ASSIGNMENT
From the first line to the last, write out the data below exactly.

RECORDS
PR #264, opened 2025-07-30
Add new "3 to 1-phase switch current" number in installation

### LINKED ISSUE #172: Zaptec Go2 Changing between 1 and 3-phase charging
I've got a new Zaptec Go 2 Wallbox I'm trying to configure for PV charging. To use most of the surplus solar power, I need to change between 1-phase and 3-phase charging. I can do this in the Zaptec app but cannot find the option in the integration.

sveinse:
Fixes #172 

I do not have a system that support this function, so I am not able to any type of testing and verification of this. It would be nice if someone could chip in here.

* Add new number entity class `ZaptecThreeToOnePhaseSwitchCurrent()`
* Add `Installation.set_three_to_one_switch_current()` method

### DIFF
--- a/README.md
+++ b/README.md
@@ -218,7 +218,7 @@ the same time.
 > current. Zaptec recommends not changing the values more often than 15 minutes.
 
 
-#### 3 phase current adjustment
+### 3 phase current adjustment
 
 The service call `limit_current` can be used with the arguments
 `available_current_phase1`, `available_current_phase2` and


Revilo-S:
Thanks a lot for your work.

I can confirm the behaviour.
"By changing to 3to1 current setting to 32 I can force 1-phase and by setting it to 0 I can force 3-phase"
Still, I think it would be nicer to have a simple switch that changes between 1- and 3-phase charging.

Revilo-S:
Then I'll have to do a little more thinking myself when I'm implementing my charge control with nodered. 
I guess it'll be no problem.

Thanks again.

custom_components/zaptec/number.py
```diff
@@ -36,6 +37,17 @@ def _update_from_zaptec(self) -> None:
         self._attr_native_value = self._get_zaptec_value()
         self._attr_available = True
 
+    def _log_number(self, value: Any) -> None:
```
steinmn:
```suggestion
    def _log_number(self, value: float) -> None:
```

custom_components/zaptec/number.py
```diff
@@ -4,6 +4,7 @@
 
 from dataclasses import dataclass, replace
 import logging
+from typing import Any
```
steinmn: not needed if log_number uses float
```suggestion
```

sveinse:
> At some point I think it would be nice to avoid adding the `three_to_one_phase_switch_current`-entity for setups that don't support it anyway But since it's a little bit weird with the setting on the installation level and the model on the charger level, that can quickly get complicated, so I think we'll leave that as a future feature request.

Zaptec did tell us that they have future plans for "fixing" this somewhat strange placement in future updates. So I think we should wait until they add this feature in the right place. See https://github.com/custom-components/zaptec/issues/172#issuecomment-3136076835

> I still think it would be a good idea to add a reminder in the readme that this setting will not do anything if you don't have the correct charger model, so that if/when we get bug reports about it not working, we can point to the explanation there.

Initially I had plans on just adding this entity for the chargers that supports it. But since this is a installation thing and not a charger thing, its not that easy. And while testing this on my system, which does not support phase switching, my installation now started reporting `three_to_one_phase_switch_current`. See https://github.com/custom-components/zaptec/issues/172#issuecomment-3136458752

My thinking with this integration is that we're just a transparent proxy between HA and Zaptec Portal. We should not be stateful, nor should we interpret or filter the values. And we should not be documentation of how to use Zaptec. If Zaptec Portal presents `three_to_one_phase_switch_current`, we should show it. Regardless if the chargers support it or not.

custom_components/zaptec/number.py
sveinse: I was really uncertain if I agreed to this. The function actually does not require value to be float, it can be anything. However the name and its usage seems to suggest so.

I fixed as suggested. For this usage, I agree this is best.

sveinse:
Added README documentation section about this.

custom_components/zaptec/number.py
steinmn: Yes, if the function for instance had been named `_log_value`, I probably could have been persuaded to accept Any.

sveinse: You see, `_log_value()` is already used the base class for a slightly different purpose. That's the reason for it's somewhat strange name :D

README.md
```diff
@@ -225,6 +225,28 @@ The service call `limit_current` can be used with the arguments
 `available_current_phase3` to set the available current on individual phases.
 
 
+### 3 phase to 1 phase switch
```
steinmn, line 228: (nitpick) I think the `3 phase current adjustment`-headline above this one should also have ### for consistency, otherwise it goes 2-4-3 in the headline leveling

steinmn (approved):
LGTM

README.md
sveinse: Fixed

sveinse:
@steinmn Thank you very much

Issue #270, opened 2025-08-05
update to 0.8 error


dsmagghe:
Logger: homeassistant.helpers.event
Source: helpers/template.py:643
First occurred: 13:19:39 (2 occurrences)
Last logged: 13:19:39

TASK RESULT
PR #264, opened 2025-07-30
Add new "3 to 1-phase switch current" number in installation

### LINKED ISSUE #172: Zaptec Go2 Changing between 1 and 3-phase charging
I've got a new Zaptec Go 2 Wallbox I'm trying to configure for PV charging. To use most of the surplus solar power, I need to change between 1-phase and 3-phase charging. I can do this in the Zaptec app but cannot find the option in the integration.

sveinse:
Fixes #172 

I do not have a system that support this function, so I am not able to any type of testing and verification of this. It would be nice if someone could chip in here.

* Add new number entity class `ZaptecThreeToOnePhaseSwitchCurrent()`
* Add `Installation.set_three_to_one_switch_current()` method

### DIFF
--- a/README.md
+++ b/README.md
@@ -218,7 +218,7 @@ the same time.
 > current. Zaptec recommends not changing the values more often than 15 minutes.
 
 
-#### 3 phase current adjustment
+### 3 phase current adjustment
 
 The service call `limit_current` can be used with the arguments
 `available_current_phase1`, `available_current_phase2` and


Revilo-S:
Thanks a lot for your work.

I can confirm the behaviour.
"By changing to 3to1 current setting to 32 I can force 1-phase and by setting it to 0 I can force 3-phase"
Still, I think it would be nicer to have a simple switch that changes between 1- and 3-phase charging.

Revilo-S:
Then I'll have to do a little more thinking myself when I'm implementing my charge control with nodered. 
I guess it'll be no problem.

Thanks again.

custom_components/zaptec/number.py
```diff
@@ -36,6 +37,17 @@ def _update_from_zaptec(self) -> None:
         self._attr_native_value = self._get_zaptec_value()
         self._attr_available = True
 
+    def _log_number(self, value: Any) -> None:
```
steinmn:
```suggestion
    def _log_number(self, value: float) -> None:
```

custom_components/zaptec/number.py
```diff
@@ -4,6 +4,7 @@
 
 from dataclasses import dataclass, replace
 import logging
+from typing import Any
```
steinmn: not needed if log_number uses float
```suggestion
```

sveinse:
> At some point I think it would be nice to avoid adding the `three_to_one_phase_switch_current`-entity for setups that don't support it anyway But since it's a little bit weird with the setting on the installation level and the model on the charger level, that can quickly get complicated, so I think we'll leave that as a future feature request.

Zaptec did tell us that they have future plans for "fixing" this somewhat strange placement in future updates. So I think we should wait until they add this feature in the right place. See https://github.com/custom-components/zaptec/issues/172#issuecomment-3136076835

> I still think it would be a good idea to add a reminder in the readme that this setting will not do anything if you don't have the correct charger model, so that if/when we get bug reports about it not working, we can point to the explanation there.

Initially I had plans on just adding this entity for the chargers that supports it. But since this is a installation thing and not a charger thing, its not that easy. And while testing this on my system, which does not support phase switching, my installation now started reporting `three_to_one_phase_switch_current`. See https://github.com/custom-components/zaptec/issues/172#issuecomment-3136458752

My thinking with this integration is that we're just a transparent proxy between HA and Zaptec Portal. We should not be stateful, nor should we interpret or filter the values. And we should not be documentation of how to use Zaptec. If Zaptec Portal presents `three_to_one_phase_switch_current`, we should show it. Regardless if the chargers support it or not.

custom_components/zaptec/number.py
sveinse: I was really uncertain if I agreed to this. The function actually does not require value to be float, it can be anything. However the name and its usage seems to suggest so.

I fixed as suggested. For this usage, I agree this is best.

sveinse:
Added README documentation section about this.

custom_components/zaptec/number.py
steinmn: Yes, if the function for instance had been named `_log_value`, I probably could have been persuaded to accept Any.

sveinse: You see, `_log_value()` is already used the base class for a slightly different purpose. That's the reason for it's somewhat strange name :D

README.md
```diff
@@ -225,6 +225,28 @@ The service call `limit_current` can be used with the arguments
 `available_current_phase3` to set the available current on individual phases.
 
 
+### 3 phase to 1 phase switch
```
steinmn, line 228: (nitpick) I think the `3 phase current adjustment`-headline above this one should also have ### for consistency, otherwise it goes 2-4-3 in the headline leveling

steinmn (approved):
LGTM

README.md
sveinse: Fixed

sveinse:
@steinmn Thank you very much

Issue #270, opened 2025-08-05
update to 0.8 error


dsmagghe:
Logger: homeassistant.helpers.event
Source: helpers/template.py:643
First occurred: 13:19:39 (2 occurrences)
Last logged: 13:19:39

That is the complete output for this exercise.